# Bull Red hunt



## djnimbus (May 6, 2013)

Ok... gotta free day, trying to decide on which may be the better bet... Galveston ( 91st Pier and or one of the jetties ) or Surfside off of the jetty? Going solo, so retrieving in jetties may be a little rough, any thoughts on which has been better for reds?


----------



## Surf Rodder (Jun 28, 2013)

djnimbus said:


> Ok... gotta free day, trying to decide on which may be the better bet... Galveston ( 91st Pier and or one of the jetties ) or Surfside off of the jetty?
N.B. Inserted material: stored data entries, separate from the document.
PR #244, opened 2016-10-19
Support Search

shinyichen:
* Reference: Apply search word(s) on a Reference returns a new Reference with the search filter.
* Parser: parse search filter in the URI and add that to the location object.


shinyichen:
Note: Now with search filter in the URL, parser now assumes search filter is at the end of the path (after join). In @RFSH Aref's PR he assumes join in at the end of the path (as it should be before this PR). Just a reminder that has to be updated.

js/reference.js
```diff
@@ -973,6 +973,30 @@ var ERMrest = (function(module) {
...
+        /**
+         * create a new reference with the new search
+         * by copying this reference and clears previous search filters
+         * search term can be:
+         * a) A string with no space: single term or regular expression
+         * b) A single term with space using ""
+         * c) use space for conjunction of terms
+         * @param {string} term - search term, undefined to clear search
+         */
+        search: function(term) {
```
RFSH: Should use `verify` to make sure `term` is as described. At least we should check if it's an string or not; it will throw an error in `term.trim()` if it's not an string.

js/parser.js
```diff
@@ -351,6 +369,74 @@ var ERMrest = (function(module) {
...
+
+                terms.forEach(function(t, index, array) {
+                    filterString += (index === 0? "" : "&") + "*::ciregexp::" + module._fixedEncodeURIComponent(t);
+                });
+
+            } else {
+                this._searchTerm = null;
+            }
+
+            if (this._searchFilter && term) { // replace search filter
```
RFSH: These if statements are a bit confusing.

```javascript
if (this._searchFilter) {
    if (filterString) { // replace search filter

    } else { // remove search filter 

    }
} else if (filterString) { // add search filter

}  
```

This looks easier to understand to me.

RFSH: On a sidenote, do we really need to keep all these `_uri`, `_compactUri` and `_compactPath`?

shinyichen: You mean in location?

js/reference.js
shinyichen: I am adding the check for string only. There is not much to verify for a string.

shinyichen:
Made the changes according to your suggestion.

PR #253, opened 2016-10-28
Add origFK to related references and change contextualize.entryEdit

RFSH:
In this PR, 
- To be able to figure out which foreign key created the related reference, `origFKR` was added.
- Also in `contextualize.entryEdit`, if the reference is actually an association related reference, we contextualize based on the association reference; rather than the current reference.

Assigning to @howdyjessie, since she will use these values in chaise to create the "Add" button in related references.


howdyjessie:
I tested it and it works fine; the code also looks good to me, so I'm merging now.

PR #260, opened 2016-10-29
Reference.update and Reference.create fixed to work with pseudocolumns

jrchudy:
This PR addresses the changes to `reference.columns` to include pseudocolumns that replace the originating column. Update only required a minor change. 

Create needed some changes to the way the defaults are generated. All of the visible columns are now sent as part of the payload from chaise to ermrestJS. This means that values that were not set will have `null` as their value. The defaults function looks through this set and figures out if that column should be included in the list of defaults that ermrest should try to populate.

Assigning to @shinyichen. Mentioning @howdyjessie and @RFSH if that want to look at it as well.

### DIFF
--- a/js/reference.js
+++ b/js/reference.js
@@ -481,9 +481,12 @@ var ERMrest = (function(module) {
                      * If not set in any row, add it to defaults.
                      * If 1 row has it set and none of the others, it cannot be part of defaults
                     **/
-                    data.forEach(function (row) {
-                        if (row[columnName]) notSet = false;
-                    });
+                    for (var m = 0; m < data.length; m++) {
+                        if (data[m][columnName]) {
+                            notSet = false;
+                            break;
+                        }
+                    }
 
                     if (notSet) defaults.push(columnName);
                 });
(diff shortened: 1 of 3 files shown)


js/reference.js
```diff
@@ -468,18 +465,48 @@ var ERMrest = (function(module) {
...
+                // loop through the data and add any columns not set to the defaults
+                visibleColumnsNames.forEach(function (columnName) {
+                    var notSet = true;
+                    /**
+                     * Loop through the rows and make sure the current column is not set in any of the rows.
+                     * If not set in any row, add it to defaults.
+                     * If 1 row has it set and none of the others, it cannot be part of defaults
+                    **/
+                    data.forEach(function (row) {
+                        if (row[columnName]) notSet = false;
```
RFSH: This `forEach` will run for all the rows in data, even if it matches the first one. 

Change it to [`some`](https://developer.mozilla.org/en-US/docs/Web/JavaScript/Reference/Global_Objects/Array/some) or `for` loop with `break`; so that it will return the `notSet` value as soon as it find one row with `colName`.

Issue #263, opened 2016-11-01
Reference.read() add alias needs to account for search filter in the URL


shinyichen:
This piece of code was written while search capability was being written. Therefore it did not account for the URL having a search filter at the end. 
https://github.com/informatics-isi-edu/ermrestjs/blob/master/js/reference.js#L618-L623

hongsudt:
@shinyichen Do we need to support this for the first round of recordedit?

shinyichen:
It's a very small change. Shouldn't doesn't affect anything right now because recordedit or record don't have search filter.

RFSH:
@shinyichen Does it cause any problems? Urls such as [this](https://dev.isrd.isi.edu/chaise/recordset/#1/legacy:dataset/owner=Axel%20Visel/*::ciregexp::new@sort(id)?limit=15) will work which has both search and filter.

PR #274, opened 2016-11-04
Account for search filter when appending alias to URI

shinyichen:
Address issue #263.

Account for the search filter in the URI when appending alias.


hongsudt:
@RFSH please review the pull request.

RFSH:
Looks good to me. This will also fix [chaise#699](https://github.com/informatics-isi-edu/chaise/issues/696).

Going solo, so retrieving in jetties may be a little rough, any thoughts on which has been better for reds?


Sounds like you've set your mind to fish off the rocks, pier, or jetty. If so, the pier might be a better option, SS Jetty second best. I'm going Friday but I like fishing from the surf. Sounds like they're picking up reds near shore right now. Why not just surf fish from the beachfront? Wade out waist deep and heave-ho. Good luck! Rip some lips!


----------



## djnimbus (May 6, 2013)

Has anyone had much luck shore fishing on the Seawalll??


----------



## troutless (Feb 17, 2006)

X-2 From the beach!! They are in close to shore, take advantage of it.


----------



## edjman (Aug 13, 2013)

Hit the beach. 
If the conditions are right all you need to do is wade til your knees are wet and throw a mullet or whiting chunk in the first gut.
That's what we were doing Monday.
It's just that simple... :biggrin:

:work::work:
SEAWEED


----------



## scrambler (May 28, 2004)

Can't comment on jetty or pier but the surf has been real consistent for the last couple of weeks.


----------



## djnimbus (May 6, 2013)

I went to 8 mile, appeared to be losing bait to pup shark bites, surf was rough, so couldn't get out far. 

Went to 91st pier, had a huge bull red jump on my super lightweight bait rod, and bork off under the pier. Hooked it at end of pier on a piece of shrimp.

Got another big bite, appeared to be a big ray, on the 11ft pole, got broken off under the pier again.

Also foul hooked someone else's bull red and got bit by a supposed dead blue crab.... Wasn't a good day..


----------



## SaltwaterTom (Jun 23, 2013)

Going to 8 Mile Beach in the AM, will let you know. Generally, if you can get the bait past the third bar, you'll be okay. Last time, I was also eaten up by little black tips.


----------



## longcaster (Apr 13, 2006)

edjman said:


> Hit the beach.
> If the conditions are right all you need to do is wade til your knees are wet and throw a mullet or whiting chunk in the first gut.
> That's what we were doing Monday.
> It's just that simple... :biggrin:
> ...


What he said.^^


----------